Zafa kembali tersenyum dan melihat sosok Yara yang hanya diam saja. "Kamu?" Zafa memberanikan diri untuk bertanya.

"Ayara," ujar Yara menampilkan senyum kikuknya.

"Kalian ini sungguh pandai dan menggemaskan." Wanita paruh baya itu menyubit pipi mereka satu persatu yang mengakibatkan mereka semua terkekeh.

"Oh yah, umur kamu berapa?" tanya wanita paruhh baya pada Zafa.

"Kata Bunda sih 7 tahun." Nenek itu menampilkan senyumnya.

"Dia lebih tua dari kalian. Panggil dia dengan sebutan Abang!" suruh Nenek itu. Mereka berempat mengangguk.

"Kita punya Abang!!!" seru Runi semangat kembali loncat-loncat.

"Jadi aku punya adik?"

"Ya." jawab wanita itu mengusap puncuk kepala Zafa sayang. Zafa tersenyum sumringah.

"Huft, itu sudah lama sekali." Nila menghembuskan nafas kasar.

"Yah, sekitar 9 tahun yang lalu," ujar Runi.

"Dulu Yara malu-malu tapi mau!" Nala mencolek hitung Yara.

"Gak! itu mah masih polos," elak Yara menggembungkan pipinya.

"Jadi sekarang lo gak polos? gitu?" Nila menaik turunkan alisnya menggoda.

"Eh, apaan sih kalian." Yara merona malu.
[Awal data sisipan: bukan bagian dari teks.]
Issue #408, opened 2017-02-23
[doc] Get rid of mocks for docs


cpascual:
The docs generation requires importing all modules of taurus for introspection.

This forced us to generate mocks for the various taurus dependencies... but this is an ugly hack which is not easy to maintain (see, e.g. #267).

I see two different options:

a) Move the document creation to Travis.

b) Make use of the now-available [conda support in RTD](http://docs.readthedocs.io/en/latest/conda.html) to install the dependencies using Conda 

I prefer a) because I think that it is easier to maintain in the longer term (we maintain the docker images for the CI anyway), but this needs a bit more initial work since we need to configure the artifact deployment in travis to upload the docs somewhere else.

On the other hand, b) may be less disruptive and quicker to implement on the short term. But I personally have no experience with Conda... so any help would be welcome (@bilderbuchi?  , @pgap ?)

bilderbuchi:
If you have to mock purely because to make the import taurus pass so that sphinx can grab the docstrings, couldn't you get away with a MagicMock(), and a trick like [this](http://stackoverflow.com/a/8658332/599884) to actually mock away the imports of your dependencies? I.e. something like (untested)
```
import sys
sys.modules['pytango'] = MagicMock()  # and the others
import taurus
```
Regarding b) are all the dependencies of taurus and its dependencies (looking at pytango and Tango, here) available on conda? I have just tried to install Taurus on Windows on an Anaconda environment, and it didn't work out, I needed at least Tango and the VC++ Compiler for Python 2 from the general internet, probably boost, too, in the end.

regardig a) uploading from travis to RTD seems to be an open issue: rtfd/readthedocs#1083

cpascual:
> couldn't you get away with a MagicMock()

Actually our mocks are using MagicMock, but the  needed implementation (in order to meet the documentation requirements) is a *lot* more complex than the simple examples. And, what is worse, for many modules, it requires special tweaks. If you are curious, have a look at the buildmock.py script in the doc/ dir

> are all the dependencies of taurus and its dependencies (looking at pytango and Tango, here) available on conda?

I think they are (but I've never used conda myself). I think that PyTango uses conda for CI (maybe @tiagocoutinho or @vxgmichel can confirm). Also, if I remember correctly, someone ( was it  @pgap? ) told me that pyepics was also conda-installable. 

> uploading from travis to RTD seems to be an open issue rtfd/readthedocs.org#1083

[...]

PR #562, opened 2017-09-01
Issue408: Add gh-pages support

mrosanes:
Add gh-pages support to be able to use
the dockers taurus-test for building documentation, 
and be able to get rid of mocks for building the docs 
later on.

Edit: This is a proposal to deal with #408 . The results can be seen in https://mrosanes.github.io/taurus/


.travis.yml
```diff
@@ -20,7 +20,19 @@ matrix:
 before_install:
   - docker run -d --name=taurus-test -h taurus-test --volume=`pwd`:/taurus $DOCKER_IMG
   - sleep 10
+  - docker exec taurus-test /bin/bash -c "apt-get -qq update"
+  - docker exec taurus-test /bin/bash -c "apt-get install -y python-sphinx-rtd-theme"
```
cpascual: I would do this (install sphinx-rtd-image) in the docker images instead.

.travis.yml
```diff
@@ -20,7 +20,19 @@ matrix:
...
   
 script:
   - docker exec taurus-test /bin/bash -c "cd taurus ; python setup.py install"
-  - docker exec taurus-test /bin/bash -c "TAURUS_STARTER_WAIT=5 taurustestsuite -e 'taurus\.core\.util\.test\.test_timer'"
+  - travis_wait docker exec taurus-test /bin/bash -c "TAURUS_STARTER_WAIT=5 taurustestsuite -e 'taurus\.core\.util\.test\.test_timer'"
+  - docker exec taurus-test /bin/bash -c "cd taurus ; python setup.py build_sphinx"
+  - docker exec taurus-test /bin/bash -c "cd taurus/build/sphinx/html ; touch .nojekyll"
```
cpascual: Maybe it would be better to avoid the `cd`: 
```
docker exec taurus-test /bin/bash -c "touch /taurus/build/sphinx/html/.nojekyll"
```

cpascual:
Make sure that the deploy only happens with one image (I suggest debian-stretch).
This can be done [using `condition`](https://docs.travis-ci.com/user/deployment/#Conditional-Releases-with-on%3A):



Also, currently the

cpascual:
Note that the resulting docs lack the graphs created with graphviz (it may be related to a missing dependency in the images). Compare, e.g.: https://mrosanes.github.io/taurus/devel/api/taurus/qt/qtgui/display/_TaurusLabel.html#tauruslabel with http://www.taurus-scada.org/en/latest/devel/api/taurus/qt/qtgui/display/_TaurusLabel.html#tauruslabel

.travis.yml
mrosanes: I agree, but I don't know if I have access to modify the taurus-test docker files. @cpascual, could you add the python-sphinx-rtd-theme to the dockers?

cpascual: I just added it to debian-stretch and debian-buster images.
I am not sure we should add it to debian-jessie

cpascual:
This approach was good as a proof of concept, but it has several issues:

- It uses a personal token (which would grant write travis access to *all* repos to which the user has access) instead of a deploy key
- It deploys to the same repo (again, a security problem)
- It does not support version-control of the docs nor publishing more than one version of the docs

These issues have been addressed in #572. Therefore I am closing this PR and we can continue the work on #572 and #408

"Pipinya merah coy!" timpal Runi ikut menggoda Yara.

"Runi juga dulu gitu, gak tau malu! mana sok dekat sama Bang Zafa lagi," ujar Yara membolak balikan topik yang tadinya menggoda dia.

"Cie Runi. Ia gue ingat pas dia langsung ngasih tau nama setelah gue! hahaha." Mereka tertawa bersama akibat candaan garing seperti ini.

Nala pergi tanpa pamit ke mereka begitu saja, tetapi mereka tak bingung lagi. Nala sangat sering seperti ini.

"Duduk, yuk! lelah gue berdiri mulu."

"Nih!" Nala memberikan kantong kresek berwarnah hitam dan meletakkannya di atas meja.

Yara memeriksanya dan membulatkan mata setelah melihat apa isinya.

"Es krim!!!" Yara dengan semangat 45 melahap habis es krim itu.

"Lo kayak gak pernah makan es krim aja." Mereka terkekeh akibat sikap Yara yang agak kekanakan.